**TO DO:** Write out each line of the entries exactly, starting at the first and finishing with the line that contains "if an overhead".

(Beginning of RECORDS FOR PROCESSING)

PR #1985, opened 2025-06-17
Dispatch for drawing multiples

### LINKED ISSUE #1984: `rand(d, 1000)` is not propagated to components
Sometimes it is more efficient to generate a sample with `rand(d, 1000)` than `[rand(d) for _ in 1:1000]`,
if an overhead is significant. That is the case for `fft_convolve` in [NumericalDistributions.jl](https://github.com/mmikhasenko/NumericalDistributions.jl).

A solution would be to propagate `rand(eng, d, n::Int)` signature to wrapped distributions in `Distributions.jl`.

It concerns wrappers,
 - `MixtureModel`,
 - `Truncated`

Here is my example for testing in https://github.com/mmikhasenko/NumericalDistributions.jl/issues/10
```
using NumericalDistributions

dt = let
	d1 = truncated(Normal(0, 0.02), -1.0, 1.0)
	d2 = truncated(Normal(2, 0.02), 1.0, 4.0)
	d = fft_convolve(d1, d2)
	truncated(d, -1, 3)
end

@time rand(dt.untruncated, 1000) # ms
@time rand(dt, 1000) # 5s
```

mmikhasenko:
Closes #1984 

## Implementation
- [x] Dispatch for `MixtureModel`
- [x] Dispatch for `Truncated`

## Checkpoints
- [x] Tests are passing
- [x] Docs are updated -- discussed that docstrings are placed to dispatched functions for consistency (#1986) 

### Speed

For mixture model,

```julia
julia> using Distributions
julia> using BenchmarkTools

julia> d = MixtureModel([Normal(1,0.1), Normal(2,0.1), Normal(3,0.1)], [0.3,0.3,0.4])
julia> @btime rand($d, 10_000);
  73.708 μs (7 allocations: 125.67 KiB)

julia> @btime [rand($d) for _ in 1:10_000];
  124.125 μs (3 allocations: 96.06 KiB)
```

For truncated
```julia
t = truncated(Normal(), 0, 3)
@btime rand($t, 10_000);  # 114.625 μs (6 allocations: 256.12 KiB)
@btime [rand($t) for _ in 1:10_000];  # 169.875 μs (3 allocations: 96.06 KiB)
```

### Visual

```julia
d = MixtureModel([Normal(1,0.1), Normal(2,0.1), Normal(3,0.1)], [0.3,0.3,0.4])
s1 = [rand(d) for _ in 1:10000]
s2 = rand(d, 10000)
let
    plot(); 
    stephist!(s1, bins=range(0, 4, 100), lab="rand(d) n times")
    stephist!(s2, bins=range(0, 4, 100), lab="rand(d,n)")
end
```

image

```julia
t = truncated(Normal(), 0, 3)
r1 = [rand(t) for _ in 1:10000]
r2 = rand(t, 10000)
let
    plot(); 
    stephist!(t1, bins=range(0, 4, 100), lab="rand(d) n times")
    stephist!(t2, bins=range(0, 4, 100), lab="rand(d,n)")
end
```

image


src/mixtures/mixturemodel.jl
```diff
@@ -477,6 +477,22 @@ rand(rng::AbstractRNG, s::MixtureSampler{Univariate}) =
 rand(rng::AbstractRNG, d::MixtureModel{Univariate}) =
     rand(rng, component(d, rand(rng, d.prior)))
 
+function rand(rng::AbstractRNG, d::MixtureModel{Univariate}, n::Int)
+    counts = rand(rng, Multinomial(n, probs(d.prior)))
+    x = Vector{eltype(d)}(undef, n)
```
devmotion: `eltype` is unreliable, see e.g. #1905.

src/mixtures/mixturemodel.jl
```diff
@@ -477,6 +477,22 @@ rand(rng::AbstractRNG, s::MixtureSampler{Univariate}) =
...
+    offset = 0
+    for i in eachindex(counts)
+        ni = counts[i]
+        if ni > 0
+            c = component(d, i)
+            v = view(x, (offset+1):(offset+ni))
+            v .= rand(rng, c, ni)
+            offset += ni
```
devmotion: Since `v` is updated in-place, we should avoid any additional allocations here and directly call
```suggestion
            last_offset = offset + ni - 1 
            rand!(rng, c, @view(x[(begin + offset):(begin + last_offset)]))
            offset = last_offset + 1
```

src/mixtures/mixturemodel.jl
```diff
@@ -477,6 +477,22 @@ rand(rng::AbstractRNG, s::MixtureSampler{Univariate}) =
 rand(rng::AbstractRNG, d::MixtureModel{Univariate}) =
     rand(rng, component(d, rand(rng, d.prior)))
 
+function rand(rng::AbstractRNG, d::MixtureModel{Univariate}, n::Int)
```
devmotion, line 480: Probably we don't generally want to use this method - `n` has to be sufficiently high.

src/truncate.jl
```diff
@@ -213,6 +213,17 @@ end
...
+"""
+    rand(rng::AbstractRNG, d::Truncated)
+
+Generate a single random sample from a truncated distribution.
+
+The sampling strategy depends on the probability mass of the truncated region (`tp`):
+- If `tp > 0.25`, rejection sampling is used. This is efficient when the truncated region covers a large portion of the original distribution.
+- If `sqrt(eps) < tp <= 0.25`, inverse transform sampling is used. This is more efficient for smaller truncated regions.
+- If `tp` is very small (`<= sqrt(eps)`), a numerically stable version of inverse transform sampling is used which performs calculations in log-space to maintain precision.
+"""
```
devmotion: These are internal implementation details that might change at any point in time and are not relevant to users IMO. There's no need to document the function as its behaviour is the same as `rand(rng, ::Distribution)` for arbitrary distributions.

devmotion:
```suggestion
```

src/truncate.jl
```diff
@@ -233,6 +244,48 @@ function rand(rng::AbstractRNG, d::Truncated)
...
+
+Generate `n` random samples from a truncated distribution.
+
+The implementation samples the untruncated distribution, `d0` with `rand(rng, d0, n)` in batches and only keeps the samples that fall within the truncated range. The size of the batches is adaptively estimated to reduce the number of iterations.
+
+See [rand(rng::AbstractRNG, d::Truncated)](@ref) that handles the case of small mass of the truncated region.
+
+!!! warning
+    This method can be inefficient if the probability mass of the truncated region is very small. 
+"""
```
devmotion: Same here:
```suggestion
```

src/truncate.jl
```diff
@@ -233,6 +244,48 @@ function rand(rng::AbstractRNG, d::Truncated)
...
+function rand(rng::AbstractRNG, d::Truncated, n::Int)
+    n == 0 && return eltype(d)[]
```
devmotion: The use of `eltype` is again problematic IMO.

src/truncate.jl
```diff
@@ -233,6 +244,48 @@ function rand(rng::AbstractRNG, d::Truncated)
...
+    samples = Vector{eltype(d)}(undef, n)
+    n_collected = 0
+    while n_collected < n
+        n_remaining = n - n_collected
+        # Estimate number of samples to draw from the untruncated distribution.
+        # We draw more to reduce the chance of needing more rounds.
+        n_expected = n_remaining / tp
+        δn_expected = sqrt(n_remaining * tp * (1 - tp))  # standard deviation of the expected number
+        n_batch = ceil(Int, n_expected + 3δn_expected)
+        samples_d0 = rand(rng, d0, n_batch)
```
devmotion: This should be done in-place to reduce allocations.

src/truncate.jl
mmikhasenko: I agree that a particular dispatch of `rand` does not need to have signature description about the call that is anyway in the general method. But it is public function exposed to users, any details on its internal working I consider useful and worth documenting.

Here is an example how documentation is shown in Pluto:

for `cdf` function, first comes general description, then, specific methods

image

So, I suggest keeping this docstring, it does not need to be a part of this PR, if you do not support.

src/truncate.jl
mmikhasenko: Also suggest to keep. It's useful and user can check it.

src/truncate.jl
devmotion: IMO this example reveals a bug that would be fixed by https://github.com/JuliaStats/Distributions.jl/pull/1986.

src/mixtures/mixturemodel.jl
mmikhasenko: Replaced to `partype(d)`

src/mixtures/mixturemodel.jl
mmikhasenko: Sorry, I do not see why. All assumptions should be equally applicable for small n.

src/truncate.jl
mmikhasenko: replaced with `partype`

src/truncate.jl
mmikhasenko: updated to in-place implementation

mmikhasenko:
The last item that I think about is the 10M cap for switching between algorithm.
It's bad to switch between algorithms in general for predictability, so the design of Truncated with a switch is not ideal.
But we will not address it in this MR. 

I'm thinking to proceed with a similar if/else of 0.25% of distribution. Similar (not-ideal) patterns will be easy to identify in feature and update.

src/mixtures/mixturemodel.jl
devmotion: Because it creates unnecessary allocations and `rand` calls for small `n` which tend to slow down functions.

src/mixtures/mixturemodel.jl
```diff
@@ -477,6 +477,22 @@ rand(rng::AbstractRNG, s::MixtureSampler{Univariate}) =
...
+    counts = rand(rng, Multinomial(n, probs(d.prior)))
+    x = Vector{partype(d)}(undef, n)
```
devmotion: `partype` is not correct in general either. The only safe way is to perform sampling.

mmikhasenko:
Re-evaluated benchmarks in the header,
the rand-n version is faster for both models

mmikhasenko:
Comments are resolved, this PR is ready for review

src/mixtures/mixturemodel.jl
```diff
@@ -477,6 +477,34 @@ rand(rng::AbstractRNG, s::MixtureSampler{Univariate}) =
 rand(rng::AbstractRNG, d::MixtureModel{Univariate}) =
     rand(rng, component(d, rand(rng, d.prior)))
 
+function rand(rng::AbstractRNG, d::MixtureModel{Univariate}, n::Int)
```
devmotion, line 480: This is the wrong dispatch, isn't it? If one wants to draw multiple samples from a distribution `d`, automatically Distributions dispatches to drawing samples with `sampler(d)`. In the case of mixture models this is `MixtureSampler`. So this should actually be defined for `MixtureSampler{Univariate}`, not `MixtureModel{Univariate}` AFAICT?

However, generally for univariate distributions one also shouldn't define `rand(rng, dist, n)` but only the in-place method `_rand!(rng, sampler(dist), out)` (https://github.com/JuliaStats/Distributions.jl/pull/1905 will fix possibly incorrectly allocated output arrays) if multiple samples can be generated more efficiently: https://github.com/JuliaStats/Distributions.jl/blob/f1ff9e897d9a9c9d80aeff030266c5f6341de757/src/genericrand.jl#L35 https://github.com/JuliaStats/Distributions.jl/blob/f1ff9e897d9a9c9d80aeff030266c5f6341de757/src/univariates.jl#L141-L150

So AFAICT we should only define

```suggestion
function _rand!(rng::AbstractRNG, d::MixtureSampler{Univariate}, x::AbstractArray{<:Real})
```

Alternatively, if we never want to use `MixtureSampler` for sampling `MixtureModel{Univariate}`, we should define `sampler(d::MixtureModel{Univariate}) = d` (or limit the definition below to `sampler(d::MixtureModel{Multivariate}) = MixtureSampler(d)`) and here define

```suggestion
function _rand!(rng::AbstractRNG, d::MixtureModel{Univariate}, x::AbstractArray{<:Real})
```

src/mixtures/mixturemodel.jl
```diff
@@ -477,6 +477,34 @@ rand(rng::AbstractRNG, s::MixtureSampler{Univariate}) =
...
+        if i != max_count_idx
+            ni = counts[i]
+            if ni > 0
+                c = component(d, i)
+                last_offset = offset + ni - 1
+                rand!(rng, c, @view(x[(begin+offset):(begin+last_offset)]))
+                offset = last_offset + 1
+            end
+        end
+    end
```
devmotion, line 504: For the in-place method, it seems this could be simplified to

```suggestion
    offset = 0
    for (c, ni) in zip(components(d), counts)
        last_offset = offset + ni - 1
        rand!(rng, c, @view(x[(begin+offset):(begin+last_offset)]))
        offset = last_offset + 1
    end
```

src/truncate.jl
```diff
@@ -233,6 +233,64 @@ function rand(rng::AbstractRNG, d::Truncated)
     end
 end
 
+function rand(rng::AbstractRNG, d::Truncated, n::Int)
```
devmotion, line 236:
```suggestion
function _rand!(rng::AbstractRNG, d::Truncated, x::AbstractArray{<:Real})
```

And if there's any precomputations that could be factored out (doesn't seem to be the case?), then we should think about defining a dedicated sampler.

src/truncate.jl
```diff
@@ -233,6 +233,64 @@ function rand(rng::AbstractRNG, d::Truncated)
...
+    n == 0 && return rand(d.untruncated, 0)
+
```
devmotion: I don't think this case is common enough to warrant a special case, I think it would be better to reduce code here.

```suggestion
```

src/truncate.jl
```diff
@@ -233,6 +233,64 @@ function rand(rng::AbstractRNG, d::Truncated)
...
+    d0 = d.untruncated
+    tp = d.tp
+    lower = d.lower
+    upper = d.upper
+
+    # Use the same three regimes as the scalar version
+    if tp > 0.25
+        # Regime 1: Rejection sampling with batch optimization
+        # Get the correct type and memory by sampling from the untruncated distribution
+        samples = rand(rng, d0, n)
```
devmotion, line 246:
```suggestion
        rand!(rng, d0, x)
```

src/truncate.jl
```diff
@@ -233,6 +233,64 @@ function rand(rng::AbstractRNG, d::Truncated)
...
+        n_collected = 0
+        max_batch = 0
+        batch_buffer = Vector{eltype(samples)}()
```
devmotion, line 249: A separate batch buffer seems unnecessary, in particular the resizing might be inefficient? Instead of copying from a separate vector we could just use the output vector and move samples around there and keep track of the last accepted index.

src/truncate.jl
```diff
@@ -233,6 +233,64 @@ function rand(rng::AbstractRNG, d::Truncated)
...
+                    n_collected == n && break
+                end
+            end
+        end
+        return samples
+    elseif tp > sqrt(eps(typeof(float(tp))))
+        # Regime 2: Quantile-based sampling
+        # Sample one value first to determine the correct type
+        sample_type = typeof(quantile(d0, d.lcdf + rand(rng) * d.tp))
+        samples = Vector{sample_type}(undef, n)
```
devmotion, line 275:
```suggestion
```

src/truncate.jl
```diff
@@ -233,6 +233,64 @@ function rand(rng::AbstractRNG, d::Truncated)
...
+        for i in 1:n
+            samples[i] = quantile(d0, d.lcdf + rand(rng) * d.tp)
```
devmotion, line 277: We should probably at least use a `Random.Sampler` for `rand(rng)`, maybe it's even faster to call `rand(rng, n)` (despite the allocation.

src/truncate.jl
```diff
@@ -233,6 +233,64 @@ function rand(rng::AbstractRNG, d::Truncated)
...
+        end
+        return samples
+    else
+        # Regime 3: Log-space computation
+        # Sample one value first to determine the correct type
+        sample_type = typeof(invlogcdf(d0, logaddexp(d.loglcdf, d.logtp - randexp(rng))))
+        samples = Vector{sample_type}(undef, n)
```
devmotion, line 284:
```suggestion
```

(End of RECORDS FOR PROCESSING)

**SOLUTION TO THIS EXERCISE:**
PR #1985, opened 2025-06-17
Dispatch for drawing multiples

### LINKED ISSUE #1984: `rand(d, 1000)` is not propagated to components
Sometimes it is more efficient to generate a sample with `rand(d, 1000)` than `[rand(d) for _ in 1:1000]`,
if an overhead is significant. That is the case for `fft_convolve` in [NumericalDistributions.jl](https://github.com/mmikhasenko/NumericalDistributions.jl).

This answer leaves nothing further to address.